Prior visiting port Dar Es Salam in Tanzania, Pakistan Navy Ships were in Cape Town, South Africa, which is rich in natural and mineral resources and is called world’s storehouse of strategic raw materials. Both Pakistan and South Africa are enjoying friction less political relations.
However, there is a need to institute regular engagement at various levels including holding of bilateral Joint Commissions, increased bilateral trade and enhanced naval collaboration. The recent port calls by Pakistan Navy Ships, PNS MOAWIN and PNS ASLAT to African Nations has underscored and highlighted the untapped potential for further strengthening and promoting Pakistan’s relations with African countries especially in the field of trade and commerce. Moreover, the Pakistan Navy Ships whilst enroute port called to Morocco, Mauritania, Ghana, and Nigeria. Pakistan Navy Ships displayed commitment and desire on expanding the existing relations. During all these visits awareness on Pakistan’s sacrifices in fight against terrorism and Pakistan Navy’s role in ensuring maritime security and safety of global commons in being amicably conveyed. Furthermore, during their voyage both ships PNS MOAWIN and PNS ASLAT also highlighted the deteriorating situation in Indian occupied Kashmir (IoK) and the human rights violations being perpetrated by Indian armed forces against innocent people of IoK.
There is a great potential for further promoting Pakistan-Africa ties in all fields with the help of more people to people contacts, organizing seminars on trade promotion and Pakistani exhibitions.

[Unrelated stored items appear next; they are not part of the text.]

PR #610, opened 2024-05-08
[16.0][MIG] stock_barcodes: Migration to 16.0

chienandalu:
Followup to #587

- Drop scan read logs feature, which use was deprecated already in the
  previous versions.
- Pass bootstrap migration scripts.
- Fix views issues.
- Other code fixes.

cc @Tecnativa

@FranzPoize I've been doing the migration with @sergio-teruel, who's the main developer of the module in the spanish OCA days. We started from your migration head.

At this point the module is completely functional, although we're still tweaking the views to fit the previous state.

PR #634, opened 2024-08-01
[16.0][MIG] stock_barcodes_gs1: Migration to version 16.0

sergio-teruel:
cc @Tecnativa TT47630

ping @carlosdauden @CarlosRoca13 

Depends on:
- [x] https://github.com/OCA/stock-logistics-barcode/pull/610


pedrobaeza:
You can add the temporary reference to the dependent PR.

/ocabot migration stock_barcodes_gs1

sergio-teruel:
Done

pedrobaeza:
I don't see the temporary commit:

https://github.com/OCA/maintainer-tools/wiki/Use-temporary-reference(s)-to-another-pull-request(s)

Please also squash administrative commits:

https://github.com/OCA/maintainer-tools/wiki/Merge-commits-in-pull-requests

alexis-via (approved):

stock_barcodes_gs1/models/barcode_nomenclature.py
```diff
@@ -7,5 +7,6 @@ class BarcodeNomenclature(models.Model):
     def parse_gs1_rule_pattern(self, match, rule):
         # Allow use weight ai as units directly for products with unit category uom
         result = super().parse_gs1_rule_pattern(match, rule)
-        result["use_weight_as_unit"] = True if rule.use_weight_as_unit else False
+        if result:
+            result["use_weight_as_unit"] = True if rule.use_weight_as_unit else False
```
dreispt, line 11: result["use_weight_as_unit"] = bool(rule.use_weight_as_unit)

dreispt (approved):

stock_barcodes_gs1/tests/test_stock_barcodes_gs1.py
```diff
@@ -0,0 +1,284 @@
...
+    # pylint: disable=W8121
+    @classmethod
+    def setUpClass(cls):
+        super().setUpClass()
+
+        gs1_nomenclature = cls.env.ref(
+            "barcodes_gs1_nomenclature.default_gs1_nomenclature"
+        )
+        # Odoo creash with default separator (Alt029|#|\x1D) so remove it from settings
+        gs1_nomenclature.gs1_separator_fnc1 = False
```
kluna1998, line 21: I think you can't initialize the `gs1_separator_fnc1` field as `False` because it's a `Char` field. I think initializing it with an empty string (`""`) should work.

alexis-via:
I just found a bug in stock_barcodes / stock_barcodes_gs1 which is fully reproductible: when you receive a product tracked by serial number with a GS1 barcode such as (02)product_code(21)serialnumber **in multiple quantities**:
1) in the scan interface: when you scan the GS1 barcode of the first product with serial SN001=> works well, no error
2) when you scan the GS1 barcode of the second product (same product_id as the first scan with a different serial SN002), you get a red banner "SN002 (S/N Already in picking)"

When you analyse the code: the error is located here: https://github.com/OCA/stock-logistics-barcode/blob/16.0/stock_barcodes/wizard/stock_barcodes_read_picking.py#L533
When you see the condition that leads to the error, you see that it uses "sml.lot_id == self.lot_id or sml.lot_name == self.lot_id.name". When you scan the second barcode, self.lot_id still points to the first serial.
When you look at the code of stock_barcode_gs1, on that line of code https://github.com/Tecnativa/stock-logistics-barcode/blob/16.0-mig-stock_barcodes_gs1/stock_barcodes_gs1/wizard/stock_barcodes_read.py#L59 you see that the code sets "self.lot_name", but not "self.lot_id".

I feel that the code of stock_barcodes considers that, when entering the method _process_stock_move_line(), self.lot_id should be set to the scanned badcode, whereas the code of stock_barcode_gs1 considers that it just has to set self.lot_name. Or there is a problem linked to the fact that self.lot_id is set later in the execution order. I'm not an expert of the code of stock_barcodes, so my analysis may not be the right one.

alexis-via:
To fix the bug on products tracked by serial when receiving multiple quantities of the same product, I changed the code in stock_barcodes AND stock_barcodes_gs1:
- my changes in stock_barcodes: https://pastecode.io/s/7mgvz4h0
- my changes in stock_barcodes_gs1: https://pastecode.io/s/0bjh3c9j

The idea behind the change in stock_barcodes_gs1 is to reset self.lot_id when reading the GS1 barcode and setting self.lot_name, so that self.lot_id doesn't point to the previously scanned barcode any more.
In stock_barcodes, I made 2 changes:
- use self.lot_name instead of self.lot_id.name => needed to fix the bug
- use float_compare() => not needed to fix the bug, but it may avoid future bugs !

As I am not familiar with the codebase of stock_barcodes, my changes may not be the rights ones and it may break other scenarios. That's why I just put out those diffs and I didn't propose a PR.
But I use those diffs in production now, because I was obliged to fix the bug ASAP.

edescalona:
Hi @sergio-teruel , could you please correct @kluna1998  suggestion?

And check why the runboat is failing?

Otherwise, it seems fine to me. Thanks for your contribution.

edescalona (approved):

sergio-teruel:
Hi... 

I will review this week sorry!!!

ivs-cetmix:
Hi @sergio-teruel thank you for your contribution! any chances to fix the tests?

sergio-teruel:
Hi @ivs-cetmix Not Yet!!! Sorry

stock_barcodes_gs1/wizard/stock_barcodes_read.py
```diff
@@ -0,0 +1,192 @@
...
+        return False
+
+    def process_barcode(self, barcode):
+        nomenclature = self.env.company.nomenclature_id.filtered(
+            "is_gs1_nomenclature"
+        ) or self.env.ref("barcodes_gs1_nomenclature.default_gs1_nomenclature")
+        gs1_list = None
+        if nomenclature.gs1_separator_fnc1 in barcode or not self._ean_barcode_valid(
+            barcode
+        ):
```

This would facilitate in identification of areas where mutual trade and investment are feasible. To conclude the years to come will require increased movement of trade, capital and human resources from both Pakistan to Tanzania alongside other African nations and vice versa. The flow of human capital and trade has laid the foundation for a relationship which continues to have a great scope for growth in the times to come.